Sent from AutoGuide.com Free App


----------



## XtremeRevolution (Jan 19, 2012)

What's your budget? Are you planning on keeping the stock tire size?

Sent from AutoGuide.com App


----------



## sciphi (Aug 26, 2011)

XtremeRevolution said:


> What's your budget? Are you planning on keeping the stock tire size?
> 
> Sent from AutoGuide.com App


About $500-700 before installation/rebates, and I do want to keep the stock size. The 235/45-17 would be nice, but I can't justify a fuel economy hit for improved handling.


----------



## Mick (Dec 31, 2011)

There's a set of lt wheels for sale locally for $600 maybe less but the money you'd save will be lost in shipping I think. Either way let me know if you want link.


----------



## sciphi (Aug 26, 2011)

Thanks, but I'm not interested in getting a 3rd set of wheels for my Cruze, LOL! Although I could likely sell the wheels to a local Sonic owner who wants to upgrade from the 15's. Wheels/tires are heavy buggers to ship, so that would kill any cost savings/profit of selling the wheels. And I wouldn't part with the lightweight Eco wheels, since a 2LT's 17's are guaranteed to weigh a lot more than Eco 17's.


----------



## milehigh (Nov 24, 2012)

I am watching the Continental PureContact tires as a potential for my car next year. Seen a few around and they look cool...


----------



## Vetterin (Mar 27, 2011)

While I'm also considering another set of Fuel Max for my replacements I am also looking at the 
Assurance TripleTred All-Seasons. 
[h=1] [/h]


----------



## XtremeRevolution (Jan 19, 2012)

Pretty much anything other than a LRR tire will be significantly heavier, so your best bet will be to get some comparisons done of other LRR tires. For their purposes, I think the Goodyear tires on our cars are actually pretty good.


----------



## jblackburn (Apr 14, 2012)

Michelin has an MXV4 in a LRR variant. 

They're [in standard form] one of the best riding, longest-lasting, and best traction tires I've had the pleasure of owning. Not fantastic for handling though if you like to drive like a hooligan.


----------



## XtremeRevolution (Jan 19, 2012)

jblackburn said:


> Michelin has an MXV4 in a LRR variant.
> 
> They're [in standard form] one of the best riding, longest-lasting, and best traction tires I've had the pleasure of owning. Not fantastic for handling though if you like to drive like a hooligan.

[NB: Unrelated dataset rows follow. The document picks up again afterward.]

PR #4351, opened 2024-06-13
[NL param] Use a list of index types everywhere

shifucun:
NL server now allows a list of indexes. With this change, we don't need to merge index during embedding build time, but rather include them in the runtime.

This allows not replicate the same embeddings in multiple indexes and makes embedding build atomic for each source folder.

### DIFF
--- a/server/lib/nl/detection/llm_detector.py
+++ b/server/lib/nl/detection/llm_detector.py
@@ -149,7 +149,7 @@ def detect(query: str, prev_utterance: utterance.Utterance,
 
   query_detection_debug_logs["llm_response"] = llm_resp
   query_detection_debug_logs["query_transformations"] = {
-      "sv_detection_query_index_types": [dargs.embeddings_index_types]
+      "sv_detection_query_index_types": dargs.embeddings_index_types
   }
 
   # SV Detection.
--- a/server/lib/nl/detection/llm_detector.py
+++ b/server/lib/nl/detection/llm_detector.py
@@ -149,7 +149,7 @@ def detect(query: str, prev_utterance: utterance.Utterance,
 
   query_detection_debug_logs["llm_response"] = llm_resp
   query_detection_debug_logs["query_transformations"] = {
-      "sv_detection_query_index_types": [dargs.embeddings_index_type]
+      "sv_detection_query_index_types": [dargs.embeddings_index_types]
   }
 
   # SV Detection.
--- a/server/lib/nl/explore/params.py
+++ b/server/lib/nl/explore/params.py
@@ -13,7 +13,7 @@
 # limitations under the License.
 
 from enum import Enum
-from typing import Dict
+from typing import Dict, List
 
 from server.lib.nl.detection.types import DetectionArgs
 from shared.lib import constants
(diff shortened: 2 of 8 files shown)


server/lib/nl/detection/llm_detector.py
```diff
@@ -149,7 +149,7 @@ def detect(query: str, prev_utterance: utterance.Utterance,
 
   query_detection_debug_logs["llm_response"] = llm_resp
   query_detection_debug_logs["query_transformations"] = {
-      "sv_detection_query_index_types": [dargs.embeddings_index_type]
+      "sv_detection_query_index_types": [dargs.embeddings_index_types]
```
pradh, line 152: do we need a list in a list?

server/lib/nl/explore/params.py
```diff
@@ -124,18 +124,18 @@ def is_bio(insight_ctx: Dict) -> bool:
   return insight_ctx.get(Params.DC.value) == DCNames.BIO_DC.value
 
 
-def dc_to_embedding_type(dc: str, embeddings_type: str) -> str:
+def dc_to_embedding_types(dc: str, embeddings_types: List[str]) -> str:
```
pradh, line 127: return `List[str]`?

server/routes/explore/helpers.py
```diff
@@ -96,7 +96,8 @@ def parse_query_and_detect(request: Dict, backend: str, client: str,
   i18n = i18n_str and i18n_str.lower() == 'true'
 
   # Index-type default is in nl_server.
-  embeddings_index_type = request.args.get(params.Params.INDEX.value, '')
+  idx_param_str = request.args.get(params.Params.INDEX.value, '')
+  embeddings_index_types = idx_param_str.split(',')
```
pradh, line 100: fwiw, maybe do a strip() on the split values?

server/services/datacommons.py
```diff
@@ -336,9 +336,13 @@ def resolve(nodes, prop):
...
 
 
-def nl_search_vars(queries, index_type, skip_topics=False, reranker=''):
+def nl_search_vars(queries,
+                   index_types: List[str],
+                   skip_topics=False,
+                   reranker=''):
   """Search sv from NL server."""
-  url = f'{current_app.config["NL_ROOT"]}/api/search_vars?idx={index_type}'
+  idx_params = ','.join(index_types)
```
pradh, line 344: Oh I see, so https://github.com/datacommonsorg/website/blob/8d67e1c1592d36cc796c93ed67b75abbbed2e37d/nl_server/routes.py#L92 is already supported.

pradh (commented):
Very nice!

Should we have an integration test with 2 `idx=` entries and do a correlation?

pradh (approved):
Approving in case I don't get to it in the evening.

dwnoble (approved):
Nice!

server/routes/nl/api.py
```diff
@@ -42,9 +42,9 @@ def search_vector():
...
   query = request.args.get('query')
-  index = request.args.get('index')
+  idx = request.args.get('idx')
   if not query:
     flask.abort(400, 'Must provde a `query`')
-  if not index:
-    flask.abort(400, 'Must provde an `index`')
-  return dc.nl_search_vars([query], index)
+  if not idx:
+    flask.abort(400, 'Must provde an `idx`')
```
chejennifer, line 49: nit: provide

also in line 47

server/routes/nl/api.py
```diff
@@ -42,9 +42,9 @@ def search_vector():
...
+  return dc.nl_search_vars([query], idx.split(','))
```
chejennifer, line 50: nit: I wonder if instead of using ',' as a delimiter, could we do args.getList('idx') & pass the idx as a list argument

server/routes/explore/helpers.py
```diff
@@ -96,7 +96,8 @@ def parse_query_and_detect(request: Dict, backend: str, client: str,
   i18n = i18n_str and i18n_str.lower() == 'true'
 
   # Index-type default is in nl_server.
-  embeddings_index_type = request.args.get(params.Params.INDEX.value, '')
+  idx_param_str = request.args.get(params.Params.INDEX.value, '')
```
chejennifer, line 99: nit: should we do request.args.getList & have the clients pass the values as a list

chejennifer (approved):
nice!

shifucun (commented):
thanks for the review!

server/routes/nl/api.py
shifucun: In this case i think it's doable, but as we use "," delim in the other places, might just use the same convention here.

shifucun:
> Very nice!
> 
> Should we have an integration test with 2 `idx=` entries and do a correlation?

I will add one after cleaning up all current indexes, since they mostly include some kind of base index

PR #4805, opened 2024-12-18
Updated cdc data Dockerfile to install dependencies before copying over source files

dwnoble:
Previously during local development, code changes would for pip dependencies to be reinstalled. With this change, pip dependencies are only reinstalled if the actual requirements.txt files change.

### DIFF
--- a/build/cdc_data/Dockerfile
+++ b/build/cdc_data/Dockerfile
@@ -14,51 +14,25 @@
 
 
 # #### Stage 1: Download base dc model from GCS. ####
-FROM google/cloud-sdk:slim as model-downloader
+FROM google/cloud-sdk:slim AS model-downloader
 
 # Copy model.
 RUN mkdir -p /tmp/datcom-nl-models \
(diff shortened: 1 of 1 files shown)


build/cdc_data/Dockerfile
```diff
@@ -14,69 +14,71 @@
...
 
 # Copy model.
 RUN mkdir -p /tmp/datcom-nl-models \
     && gsutil -m cp -R gs://datcom-nl-models/ft_final_v20230717230459.all-MiniLM-L6-v2/ /tmp/datcom-nl-models/
 
 
-# #### Stage 2: Copy required files. ####
-FROM python:3.11.4-slim as file-copier
+# #### Stage 2: Install python dependencies. ####
+FROM python:3.11.4-slim AS file-copier
```
keyurva, line 25: Consider renaming the stage to `dependencies-installer` or something similar.

keyurva (approved):
Very cool - this makes the docker approach usable in the development stage!

Can you also run the container in the cloud as a verification step before submitting this PR?

build/cdc_data/Dockerfile
dwnoble: Done!

PR #4814, opened 2024-12-23
Resolves more lint warnings. Down to 221.

gmechali:
More and more return types on functions that did not have it. Down to 281 remaining warnings.


chejennifer (approved):
thank you!!

PR #4817, opened 2024-12-26
Fixed bug where export csv wasn't working on place page 'snapshot' group bar charts

dwnoble:
Context: b/384872751


chejennifer (approved):
thanks for fixing!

The way I understand it, longer-lasting generally means stiffer rubber compound, which translates to compromised traction. It's a compromise either way you look at it. Summer tires will last you 15k miles but will grip like nobody's business, just to present a comparison. 

When you mention their handling deficiency, are you referring to traction, or stability with regard to sidewall strength?


----------



## jblackburn (Apr 14, 2012)

XtremeRevolution said:


> The way I understand it, longer-lasting generally means stiffer rubber compound, which translates to compromised traction. It's a compromise either way you look at it. Summer tires will last you 15k miles but will grip like nobody's business, just to present a comparison.
> 
> When you mention their handling deficiency, are you referring to traction, or stability with regard to sidewall strength?


They grip the road extremely well in rain and in hard braking. They resist spinning in 1st gear in rain on an Accord that is notorious for bad traction, and are halfway decent in snow. However, throw it at a corner too hard and they howl and understeer just like the stockers on 4/6 Cruze trims. As always, "V" rated are slightly stiffer, with less tread life.

Then again, I've only driven Accords (2) and Camrys (2) on these tires. A Cruze might do a lot better in the handling dept as it's a more balanced platform to begin with.


----------



## OnlyTaurus (Mar 20, 2012)

Michelin*HydroEdge with Green X

That's my suggestion.  It wouldn't let me copy the product description, so you'll have to click and read.

Awesome tire though, sounds like just what you need Sciphi.


----------



## XtremeRevolution (Jan 19, 2012)

OnlyTaurus said:


> Michelin*HydroEdge with Green X
> 
> That's my suggestion.  It wouldn't let me copy the product description, so you'll have to click and read.
> 
> Awesome tire though, sounds like just what you need Sciphi.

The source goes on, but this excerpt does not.